Convergence Rates for the Trotter Splitting for Unbounded Operators

TL;DR

This paper investigates the convergence rates of the Trotter splitting method for unbounded operators, providing explicit conditions and results applicable to various Schrödinger and Dirac operators, including singular and many-body Hamiltonians.

Contribution

It offers a comprehensive analysis of Trotter splitting convergence rates for unbounded operators on Banach and Hilbert spaces, using complex interpolation and energy constraints.

Findings

Derived explicit convergence rates for Schrödinger operators with singular potentials.

Established convergence rates for a broad class of quantum Hamiltonians.

Provided new techniques applicable to unitary dynamics and unbounded operators.

Abstract

We study convergence rates of the Trotter splitting $e^{A+L} = \lim_{n \to \infty} (e^{L/n} e^{A/n})^n$ in the strong operator topology.

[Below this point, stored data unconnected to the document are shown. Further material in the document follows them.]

PR #2276, opened 2015-11-11
Remove metadata from template

zachthompson:
* Remove (most) metadata from module template
* Simplify syntax


moollaza:
Thanks! This LGTM :+1:

PR #2281, opened 2015-11-13
On hover, show a loading symbol while the tile gif loads

moollaza:
- This adds a new "loader" png to `/share/riffsy` which displays once the mouse hovers on a tile
- Once the gif for the tile has loaded, the loader is hidden again

- This also removes the `gif` and `gifs` triggers from Gifs.pm as the Riffsy Spice will be handling those triggers now.

- These updates will eventually be ported into the Images template itself.

Demo: https://moollaza.duckduckgo.com/?q=GOAT+GIFS&ia=gifs

/cc @jagtalon @abeyang @bsstoner


jagtalon:
@moollaza checking!

jagtalon:
@moollaza a few questions and comments:

- We can simplify the keyframe to:

```css
@keyframes loader-animate {
    0%, from {
        background-position: 1024px;
    }
    100%, to {
        background-position: 0px;
    }
}
```

to 

```css
@keyframes loader-animate {
    0% {
        background-position: 1024px;
    }
    100% {
        background-position: 0px;
    }
}
```

- On mobile you'd have to click on the image twice to get to the detail view which is different from our normal images. I wonder if we want to investigate that UX interaction.

- This works perfectly on IE 9, but it doesn't animate (CSS animation is IE 10 and up) and only shows three dots. I wonder if we're ok with that or if we want a gif fallback.

moollaza:
More updated -- reverted to a different look for this IA. We'll implement the loader embedded in the details overlay into the Images template later.

moollaza:
Looks good on BrowserStack :+1:

jagtalon:
Awesome. Animation falls back nicely on IE 9. A few nitpicky things though:

- `background-position` should be in CSS
- Simplify to `scale(sx)` instead of `scale(sx, sy)`
- `from, 0%` in the keyframes should just be `0%`

Thanks! I'm excited for this!

PR #2267, opened 2015-11-06
New Pwned Spice

b2ddg:
Needs coordination with https://github.com/duckduckgo/duckduckgo/pull/157

**What does your Instant Answer do?**
This IA searches haveibeenpwned.com for email accounts exposed in data breaches

**What problem does your Instant Answer solve (Why is it better than organic links)?**
This information isn't readily apparent from organic links. The text dumps have been nicely parsed and made available through this api.

**What is the data source for your Instant Answer? (Provide a link if possible)**
haveibeenpwned.com

**Why did you choose this data source?**
It's a definitive source and well made api.

**Are there any other alternative (better) data sources?**
no

**What are some example queries that trigger this Instant Answer?**
pwned test@hotmail.com
have i been pwned test@hotmail.com

**Which communities will this Instant Answer be especially useful for? (gamers, book lovers, etc)**
people on the internet

**Is this Instant Answer connected to a DuckDuckHack [Instant Answer idea](https://duck.co/ideas)?**
https://duck.co/ideas/idea/4799/check-if-an-e-mail-has-been-compromised-in-a-hack

**Which existing Instant Answers will this one supersede/overlap with?**
none

**Are you having any problems? Do you need our help with anything?**
no

**What are the terms of use for the API? Will DuckDuckGo need specific authorization (e.g. an API key)? Are there any costs associated with API usage?**
no

**What does the Instant Answer look like? (Provide a screenshot for new or updated Instant Answers)**
screen shot 2015-11-06 at 3 55 29 pm

## Checklist
Please place an 'X' where appropriate.

```
[x] Added metadata and attribution information
[] Wrote test file and added to t/ directory
[x] Verified that instant answer adheres to design guidelines (https://duck.co/duckduckhack/design_styleguide)
[x] Verified that instant answer adheres to code styleguide (https://duck.co/duckduckhack/code_styleguide)
[x] Tested cross-browser compatibility

 Please let us know which browsers/devices you've tested on:
        
    - Mac OSX
        - [x] Google Chrome
        - [x] Firefox

    - iOS (iPhone)
        - [x] Safari Mobile

```

-----
IA Page: https://duck.co/ia/view/pwned

PR #2283, opened 2015-11-13
Pwned Spice: Update design with larger snippet, footer and subtitle

moollaza:
Continuing #2267...

Made some adjustments to this IA. The result looks like this:

have_i_been_pwned_test_hotmail_com_at_duckduckgo_and_1____projects_zeroclickinfo-spice__bash_

I tried using the Clearbit [company logo API](http://blog.clearbit.com/logo) to produce icons for each company and it works pretty well, but in the cases where they have no logo, we end up show ugly `alt` text:

have_i_been_pwned_test_hotmail_com_at_duckduckgo

---

I think we need some padding between the footer and snippet, but that should be handled at the template level, because it will affect all IAs -- /cc @abeyang 

/cc @b2ddg

### DIFF
--- a/lib/DDG/Spice/Pwned.pm
+++ b/lib/DDG/Spice/Pwned.pm
@@ -14,7 +14,7 @@ spice wrap_jsonp_callback => 1;
 spice error_fallback => 'Email address not found';
 
 handle remainder_lc => sub {
-    return $_ if $_ =~ /.+\@.+/;
+    return $_ if $_ =~ /\b([a-z0-9._%+-]+@[a-z0-9.-]+\.[a-z]{2,})\b/;
     return;
 };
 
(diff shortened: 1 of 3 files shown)


b2ddg:
@moollaza this looks so much better with the icons. Do you think we should display which information was exposed, like email address, passwords, names, etc, or should we leave it like you have here. I don't have a preference either way. 
Thanks for giving this one a UI pass, it's looking much better

moollaza:
>Do you think we should display which information was exposed, like email address, passwords, names, etc, or should we leave it like you have here. I don't have a preference either way. 

@b2ddg I'm not sure, I was going to have them display in the detail pane, but seeing as you can click the MoreAt link and it shows the info for the specified account it may not be necessary

We could possibly fit it into the `subtitle` or `footer`.

Either way, merge this PR (so your other PR will update) and we can finish it in your original PR.

I'd like to add the icons, but I think we'll want a way for the templates to disable the Alt text, which isn't currently possible (unless we use JS to strip it which is kinda hacky)

b2ddg:
:+1:

PR #2284, opened 2015-11-13
New Pubmed Spice

b2ddg:
This IA searches for PubMed abstracts

It's focused on PubMed which mainly provides medical journal articles. 

https://www.ncbi.nlm.nih.gov/pubmed/

It's the definitive source for medical journal abstracts.

nothing better

pubmed crispr
pubmed optogenetics

bioscience researchers

https://duck.co/ideas/idea/292/pubmed-central-open-access-science-repository

it can potentially overlap with plos

I'm curious if there is an existing template that makes the detail title a link to a specified url.
Also, I'm curious about the use of ajax calls, is this ok practice for spices?

There's no initial authorization, but the source may need to be notified if the api is used often.

screen shot 2015-11-13 at 9 51 53 am

## Checklist

```
[] Wrote test file and added to t/ directory

    - Mac OSX
        - [x] Google Chrome
        - [x] Firefox
        - [x] Safari

    - iOS (iPhone)
        - [x] Safari Mobile

```

-----
IA Page: https://duck.co/ia/view/pubmed


daxtheduck:
Automated screenshot from https://beta.duckduckgo.com

b2ddg:
That screenshot tool is pretty sweet.

share/spice/pubmed/pubmed.js
```diff
@@ -0,0 +1,97 @@
+(function (env) {
+    "use strict";
+    env.ddg_spice_pubmed = function(api_result){
+        if (!api_result || api_result.error) {
+            return Spice.failed('pubmed');
+        }
+        api_result = api_result.esearchresult.idlist;
+        var url = 'http://eutils.ncbi.nlm.nih.gov/entrez/eutils/esummary.fcgi?db=pubmed&retmode=json&rettype=abstract&retmax=10&id=';
```
moollaza: @b2ddg this is considered a privacy leak, because the client makes a direct request to the 3rd party.

The solution is to create a "dummy" spice, `DDG::Spice::Pubmed::Data` with a `spice to`, but no callback (or `wrap_jsonp`)

Then you hit the nginx endpoint for that package from here:

```js
$.getJSON("/js/spice/pubmed_data/foo/bar", function(data){
  item.set("description", data.description);
}
```

Make sense?

XKCD does this (and so do a few other IAs): https://github.com/duckduckgo/zeroclickinfo-spice/search?utf8=%E2%9C%93&q=getJSON

b2ddg: Thanks @moollaza, that makes sense.

share/spice/pubmed/pubmed.js
```diff
@@ -0,0 +1,97 @@
...
+            id: "pubmed",
+            name: "Pubmed",
+            data: api_result,
+            meta: {
+                sourceName: "Pubmed",
+                sourceUrl: 'http://www.ncbi.nlm.nih.gov/pubmed/',
+                rerender: [ 'description' ]
+            },
+            normalize: function(item) {
+                var boxData = [{heading: 'Article'}];
```
moollaza: You don't need this :)

It's only if you want to create an InfoBox like we use in Drinks, for example: https://duckduckgo.com/?q=pokemon+bulbasaur&ia=pokedex

share/spice/pubmed/pubmed.js
```diff
@@ -0,0 +1,97 @@
...
+                        item.set('description', abstract_text);
+                    }
+                });
+
+                item.loadedAbstract = 1;
+            },
+            templates: {
+                group: 'text',
+                variants: {
+                    tileSnippet: "large"
```
moollaza: let's try `tileTitle: "3line-small" or "2line" (whichever accomodates the data best)

lib/DDG/Spice/Pubmed.pm
```diff
@@ -0,0 +1,20 @@
...
+name 'Pubmed';
+
+triggers startend => ('pubmed');
+
+spice to => 'http://eutils.ncbi.nlm.nih.gov/entrez/eutils/esearch.fcgi?db=pubmed&term=$1&retmode=json';
+
+spice wrap_jsonp_callback => 1;
+
+handle remainder_lc => sub {
+    return $_;
```
moollaza: should check that `$_` is defined:

```perl
handle remainder_lc => sub {
    return unless $_;

    # potentially validate remainder here
    return unless m/\w+/;
    return $_;
}
```

share/spice/pubmed/pubmed.js
```diff
@@ -0,0 +1,97 @@
...
+            success: function(r) {                                                                                             
+                delete r.result.uids;
+                api_result = r.result;
+                var articles = Object.keys(api_result).map(function(key){return api_result[key]});
+                api_result = articles;
+            }
+        });    
+        Spice.add({
+            id: "pubmed",
+            name: "Pubmed",
```
moollaza: Should be an IA Pages topic. `Reference` or `Science` for example

share/spice/pubmed/pubmed.js
```diff
@@ -0,0 +1,97 @@
...
+            },
+            onItemShown: function(item) {
+                var url = 'http://eutils.ncbi.nlm.nih.gov/entrez/eutils/efetch.fcgi?db=pubmed&retmode=xml&rettype=abstract&id='+item.uid;
+                if (item.loadedAbstract) { return; }
+
+                $.ajax({
+                    url: url,
+                    dataType: 'xml',
+                    success: function(r) {
+                        var abstract_text = r.getElementsByTagName('AbstractText')[0].firstChild.data;
```
moollaza: we should have a falback text when this string is null/undefined, e.g. "No description given"

share/spice/pubmed/pubmed.js
```diff
@@ -0,0 +1,97 @@
...
+                }
+                if (item.source) {
+                    boxData.push ({
+                        label: "Source",
+                        value: item.source,
+                    });
+                }
+                var tmp_url = 'http://www.ncbi.nlm.nih.gov/pubmed/' + item.uid;
+                return {
+                    hrefTitle: item.title,
```
moollaza: don't believe we need `hrefTtitle` or `href` - the Info template doesn't use them for anything

daxtheduck:
Automated screenshot from https://beta.duckduckgo.com

daxtheduck:
Automated screenshot from https://beta.duckduckgo.com

share/spice/pubmed/search/pubmed_search.js
```diff
@@ -0,0 +1,71 @@
...
+                }
+            },
+            onItemShown: function(item) {
+                var url = '/js/spice/pubmed/abstract/'+item.uid;
+                if (item.loadedAbstract) { return; }
+                $.ajax({
+                    url: url,
+                    dataType: 'xml',
+                    success: function(r) {
+                        var abstract_text = r.getElementsByTagName('AbstractText')[0].firstChild.data;
```
b2ddg: I'm not sure what placeholder text to add here. It doesn't look terrible without the text, what do you think?

b2ddg:
@moollaza I think I've got the dummy spices added correctly here. Do I need to do anything to handle the xml api?

moollaza:
@b2ddg sorry for the delay -- yes this needs some updates now that the `alt_to` changes are live. You can ditch the 2 extra Perl packages and use `alt_to` in `Pubmed::Search`.

For the XML support, you need to use x.js and pass it along a uri-escaped URL.

```perl
spice to => 'http://eutils.ncbi.nlm.nih.gov/entrez/eutils/esearch.fcgi?db=pubmed&term=$1&retmode=json'; 

spice alt_to => {
    abstract => {
        # handle XML
        to => 'http://duckduckgo.com/x.js?u=' . uri_escape("http://eutils.ncbi.nlm.nih.gov/entrez/eutils/efetch.fcgi?db=pubmed&retmode=xml&rettype=abstract&id=") . '$1'
    },
    ids => {
        to => 'http://eutils.ncbi.nlm.nih.gov/entrez/eutils/esummary.fcgi?db=pubmed&retmode=json&rettype=abstract&retmax=10&id=$1'
    }
}
```

lib/DDG/Spice/Pubmed/Search.pm
```diff
@@ -0,0 +1,21 @@
+package DDG::Spice::Pubmed::Search;
```
moollaza: We can actually ditch the `::Search` here now that we don't need the other two packages anymore

share/spice/pubmed/search/pubmed_search.js
moollaza: I think something like "No abstract available" works.

share/spice/pubmed/search/pubmed_search.js
```diff
@@ -0,0 +1,71 @@
...
+                if (item.authors) {
+                    for (var i in item.authors) {
+                        authors.push(item.authors[i].name);
+                    }
+                }
+                var tmp_url = 'http://www.ncbi.nlm.nih.gov/pubmed/' + item.uid;
+                return {
+                    title: item.title,
+                    url: tmp_url,
+                    subtitle: authors.join(", "),
```
jagtalon: Should be something like `authors.join(", ") || ' '` just in case it's missing so that it will take up space in the tile:

screen shot 2016-01-17 at 5 17 30 pm

b2ddg: Thanks @jagtalon, good catch

lib/DDG/Spice/Pubmed/Search.pm
b2ddg: When I remove the ::Search, to make this to DDG::Spice::Pubmed, it seems to be messing up the calls that use /js/spice/pubmed/abstract and /js/spice/pubmed/ids. Is it ok leaving this, or should I investigate why it isn't working as expected?

moollaza: @b2ddg sorry, when the package name is 4+ levels deep, we take the 3rd+ portions and prefix the `alt_to` endpoints with that, creating `pubmed_abstract` and `pubmed_ids`.

If the package is just `DDG::Spice::Pubmed` we don't currently prefix the `alt_to`'s with anything (though maybe we should)?

As a fix, you can manually set the `alt_to` names to `pubmed_abstract` and `pubmed_ids`

moollaza: The AJAX calls would need to be changed to `js/spice/pubmed_abstract` as well, instead of `pubmed/abstract`

moollaza: On second thought, we might as well leave the package as-is and keep things simple :+1:

b2ddg: That makes sense about changing the alt_to and ajax calls. I'll leave as is, but thanks for taking the time to explain it out.

b2ddg: Related to this, I think the tests are failing for this PR because there isn't an IA page for this yet. Is there any specific nomenclature I should use when creating that, or can it be called "Pubmed"?

moollaza:
@b2ddg I've made some updates:

- 4line title
- wider tile
- "More at" links to search query

b2ddg:
@moollaza sweet! Thanks man!

Do you think we should worry about that failing soundcloud test? or is it safe to ignore?

moollaza:
> Do you think we should worry about that failing soundcloud test? or is it safe to ignore?

Safe to ignore, it was a bug that got caught in your branch. The merge test passes so the end result will be OK.

moollaza:
I can't deploy to beta because of the failing test, but I'm pretty confident this will be fine.

b2ddg:
@moollaza does this need a change to the IA page to go live?

moollaza:
@b2ddg yes I haven't gotten around to testing the new IAs to be deployed

Issue #2217, opened 2015-10-07
Fix positioning of rating icon in Movies detail pane


chrismorast:
Can we reposition this icon so that it's centered within the line of text? In addition, can we add a bit of padding to give it a little more breathing room?

![screen shot 2015-10-07 at 1 21 48 pm](https://cloud.githubusercontent.com/assets/7061920/10350112/ff2b25d8-6cf6-11e5-8bae-cb0ad5db7d8c.png)

Note: Required changes are highlighted in the image

------
IA Page:  http://duck.co/ia/view/in_theaters

PR #2285, opened 2015-11-13
Fixes issue #2217

cinlloc:
Fixes issue #2217 using an old CSS class which looks abandoned.


moollaza:
@cinlloc Thanks! This LGTM :+1:

PR #2287, opened 2015-11-17
Skip host veriication with LWP SSL

zachthompson:
Travis breaks when trying to connect to HTTPS links on S3.  This disables the host verification checks for tests.


moollaza:
Thanks! This LGTM :+1:

Issue #1792, opened 2026-02-03
'Remove All' button visible on dataset processing/ready page


dvenprasad:
### Context

When a dataset contains more than one project, the `Remove All` button is still visible after the user has kicked off processing. 
Example: https://scpca.alexslemonade.org/datasets/9a0148f6-7cf4-4435-90ec-8be404e62aa3

<img width="1248" height="821" alt="Image" src="https://github.com/user-attachments/assets/969b5570-eb0f-445c-b3a1-da16f2f2f1dc" />

### Problem or idea

We should remove that button there. At this point that dataset is read-only.
Currently, the button doesn't currently do anything but it's confusing.

### Solution or next step

Tagging @davidsmejia for next steps

PR #1794, opened 2026-02-03
hide Remove All button when read only

davidsmejia:
## Issue Number

#1792

Previously we only checked if the dataset had keys when determining if we should show or hide the `Remove All` button. This PR adds the check to see if we have set the component to be read only and then also hides it in that circumstance.

## Types of changes

## Functional tests

N/A

## Checklist

## Screenshots

N/A


davidsmejia:
Preview: https://scpca-portal-z2ajisnyr-ccdl.vercel.app/datasets/f6d9afeb-9cc3-4d8e-91fa-6f954b2da9ff

nozomione (approved):
👍

Issue #1790, opened 2026-02-02
Upgrade to React v19


avrohomgottlieb:
### Context

After completing the NextJS v15 upgrade, now we can make our way up to NextJS v16.

### Problem or idea

In order to successfully upgrade to NextJS v16, we need to upgrade to React v19.

### Solution or next step
- Upgrade to React v19

Issue #1791, opened 2026-02-02
Upgrade to NextJS v16


avrohomgottlieb:
### Context

In Issue https://github.com/AlexsLemonade/scpca-portal/issues/1790, React was upgraded to v19.

### Problem or idea

With React upgraded to v19, we can now upgrade to NextJS 16.

### Solution or next step
- Upgrade to NextJS v16

PR #1865, opened 2026-03-05
Upgrade to React v19 and Next v16

avrohomgottlieb:
## Issue Number

Closes https://github.com/AlexsLemonade/scpca-portal/issues/1790 and https://github.com/AlexsLemonade/scpca-portal/issues/1791.

This PR upgrades React from v18 to v19 and NextJS from v15 to v16.

Originally, we had planned on splitting up these two upgrades into two separate PRs, but as a result of an error loading svgs (explained below), and the need to explicitly configure webpack for nextjs 16 (as the default for nextjs 16 is turbopack), it made sense to do both upgrades in the same PR.

> [!NOTE]
> **Changes to SVG Loading**
> As explained in the [React 19 Upgrade Guide](https://react.dev/blog/2024/04/25/react-19-upgrade-guide), `defaultProps` was removed from function components, which caused errors with how SVGs were being imported. This seemed to stem from how SVGs were being loaded inside of babel, via `inline-react-svg` and the `svgo` plugins. A secondary hydration issue then occurred, with the client SVG rendering not matching what was being rendered on the server. To resolve this issue, we moved the SVG loading to webpack (configured in `next.config.js`), utilizing `@svgr/webpack` (while disabling cleanupIds and utilizing prefixIds to avoid ID collisions with cases of multiple SVGs on the same page).

## Types of changes

## Functional tests

N/A

## Checklist

## Screenshots

N/A

### DIFF
--- a/client/src/components/Icon.js
+++ b/client/src/components/Icon.js
@@ -1,6 +1,7 @@
 import React from 'react'
 import { Text } from 'grommet'
 import { Blank } from 'grommet-icons'
+import styled from 'styled-components'
 import Check from '../images/check.svg'
 import ChevronDown from '../images/chevron-down.svg'
 import ChevronLeft from '../images/chevron-left.svg'
@@ -29,6 +30,13 @@ import Instagram from '../images/instagram.svg'
 import Github from '../images/github.svg'
 import Copy from '../images/copy.svg'
 
+// force the exclamation point to fill black
+const WarningBlackFill = styled(Warning)`
+  > :last-child {
+    fill: black !important;
+  }
+`
+
 export const SVGs = {
   Check,
   ChevronDown,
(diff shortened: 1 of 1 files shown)


client/next.config.js
```diff
@@ -58,8 +58,50 @@ module.exports = () => {
...
         use: ['raw-loader', 'template-literal-loader']
       })
+
+      const fileLoaderRule = config.module.rules.find((r) =>
+        r.test?.test?.('.svg')
+      )
+      config.module.rules.push(
+        // keep ?url imports working
+        { ...fileLoaderRule, test: /\.svg$/i, resourceQuery: /url/ },
+        // everything else → React component
```
davidsmejia:
```suggestion
```

PR #1925, opened 2026-04-16
Add Custom Filterset to CCDL Dataset View

### LINKED ISSUE #1917: Add Custom Filterset for CCDL Datasets
### Context

In PR https://github.com/AlexsLemonade/scpca-portal/pull/1868, custom fitlersets were added to the Prooject and Sample Views.

### Problem or idea

A custom filterset should now be added to the CCDL Dataset View.

### Solution or next step
- Add custom filterset to `views/ccdl_dataset.py`
- Add test cases to verify change

avrohomgottlieb:
## Issue Number

Closes https://github.com/AlexsLemonade/scpca-portal/issues/1917.

In this PR:
- A custom filterset is added to the CCDL Dataset view
- A null property check is added to build_auto_filter function to enable passing of isnull filter

## Types of changes

## Functional tests

- `test_filter::FilterTest::test_nullable_auto_fields`

## Checklist

## Screenshots

N/A

### DIFF
--- a/api/scpca_portal/filter.py
+++ b/api/scpca_portal/filter.py
@@ -38,8 +38,9 @@ class ArrayFieldContainsFilter(django_filters.BaseInFilter, django_filters.CharF
 def build_auto_filterset(
     model,
     auto_fields: list[str] = [],
-    extra_fields: dict[str, list[str]] = None,
-    extra_filters: dict = None,
+    extended_auto_field_lookups: dict[str, list[str]] = {},
+    extra_fields: dict[str, list[str]] = {},
+    extra_filters: dict = {},
 ):
     """
     Introspects a model and builds a FilterSet with sensible lookup expressions
@@ -48,6 +49,9 @@ def build_auto_filterset(
         model:          The Django model class to build a FilterSet for.
         auto_fields:    Optional allowlist of field names. Use this
                         to keep your public API surface intentional.
+        extended_auto_field_lookups:
+                        Optional dict of filters for specific auto fields
+                        as an extension from the per data type defaults
         extra_fields:   Additional model fields included in the public API
                         e.g. {"project__scpca_id": ["exact"]}.
         extra_filters:  Optional dict of additional filter instances to mix in,
@@ -78,6 +82,8 @@ def build_auto_filterset(
         for field_type, lookups in FILTER_LOOKUPS.items():
             if isinstance(field, field_type):
                 meta_fields[field.name] = lookups
+                if extended_lookup := extended_auto_field_lookups.get(field.name):
+                    meta_fields[field.name] += extended_lookup
                 break
 
     if extra_fields:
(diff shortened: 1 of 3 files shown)


api/scpca_portal/test/test_filter.py
```diff
@@ -27,6 +27,16 @@ def test_no_auto_fields(self):
...
 
+    def test_extended_auto_field_lookups(self):
+        SampleFilterSet = filter.build_auto_filterset(
+            Sample,
+            auto_fields=["scpca_id", "diagnosis"],  # TextFields
+            extended_auto_field_lookups={"diagnosis": ["isnull"]},
+        )
+        actual_filters = SampleFilterSet.base_filters.keys()
+        self.assertIn("diagnosis__isnull", actual_filters)
+        self.assertNotIn("scpca_id__isnull", actual_filters)
```
avrohomgottlieb, line 38: > [!WARNING]
> The `self.assertNotIn("scpca_id__isnull", actual_filters)` assertion is currently failing and needs to be investigated.

In filter.py, the `LOOKUP_FILTERS` data structure includes the following for `TextField`:
```py
FILTER_LOOKUPS = {
    ...
    models.TextField: ["exact", "icontains"],
}
```

It appears that `isnull` is being added by default in `SampleFilterSet.base_filters`, causing this test to fail. I'm not exactly sure why, because querying on staging for `isnull` on the Sample endpoint (which was recently merged into dev with a custom filterset) does not seem to work.

avrohomgottlieb: It's no longer relevant as the implementation has changed, but this was actually the result of `metadata_fields[field.name]` being set with `meta_fields[field.name] += ["isnull"]`  as a pass-by-reference. Essentially, once the list was mutated, all other references pointed to the list with the `isnull` filter.

api/scpca_portal/filter.py
```diff
@@ -77,7 +77,10 @@ def build_auto_filterset(
         # Standard field types: use dict-style meta fields for multi-lookup support
         for field_type, lookups in FILTER_LOOKUPS.items():
             if isinstance(field, field_type):
-                meta_fields[field.name] = lookups
+                # create deep copy to accommodate mutability of the list
```
davidsmejia: This does a shallow copy, which I think is fine for our use case.

davidsmejia (approved):
LGTM but the comment should be updated

api/scpca_portal/filter.py
avrohomgottlieb: Thanks for the feedback. As per the above comment, the lookup dict is passed into memory when it's declared, and if a shallow copy is made where only the reference is passed, all other attributes of the same lookup data type point to the extended list.

I verified this in `test_nullable_auto_fields`, where `scpca_id` (a non-nullable field) kept receiving the `isnull` filter. This was a result of `diagnosis` (which is a nullable field) extending the referenced list pointed by `models.TextField`, causing all attrs of type `models.TextField` to receive the `isnull` filter.

PR #1927, opened 2026-04-16
add hotfix for legacy local storage values

davidsmejia:
## Issue Number

N/A

We eagerly pushed a change that modifies the default dataset value that is saved in local storage and then make assumptions about that variables shape. This PR is just a temp hotfiix that can be removed at some point in the future.

It just enforces that the data attribute is defined on datasets. Worked locally, on load the dataset is updated in local storage and becomes compliant with the new session. We can extract this in to a migration step close to the entry point on application load in the future.

## Types of changes

## Functional tests

ran locally with legacy dataset shape and watched it update

## Checklist

## Screenshots

N/A


nozomione (approved):
Thank you for fixing this! LGTM 👍

avrohomgottlieb (approved):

In the first part, we use complex interpolation theory to treat generators $L$ and $A$ of contraction semigroups on Banach spaces, with $L$ relatively $A$-bounded. In the second part, we study unitary dynamics on Hilbert spaces and develop a new technique based on the concept of energy constraints. Our results provide a complete picture of the convergence rates for the Trotter splitting for all common types of Schr\"odinger and Dirac operators, including singular, confining and magnetic vector potentials, as well as molecular many-body Hamiltonians in dimension $d=3$. Using the Brezis-Mironescu inequality, we derive convergence rates for the Schr\"odinger operator with $V(x)=\pm |x|^{-a}$ potential. In each case, our conditions are fully explicit.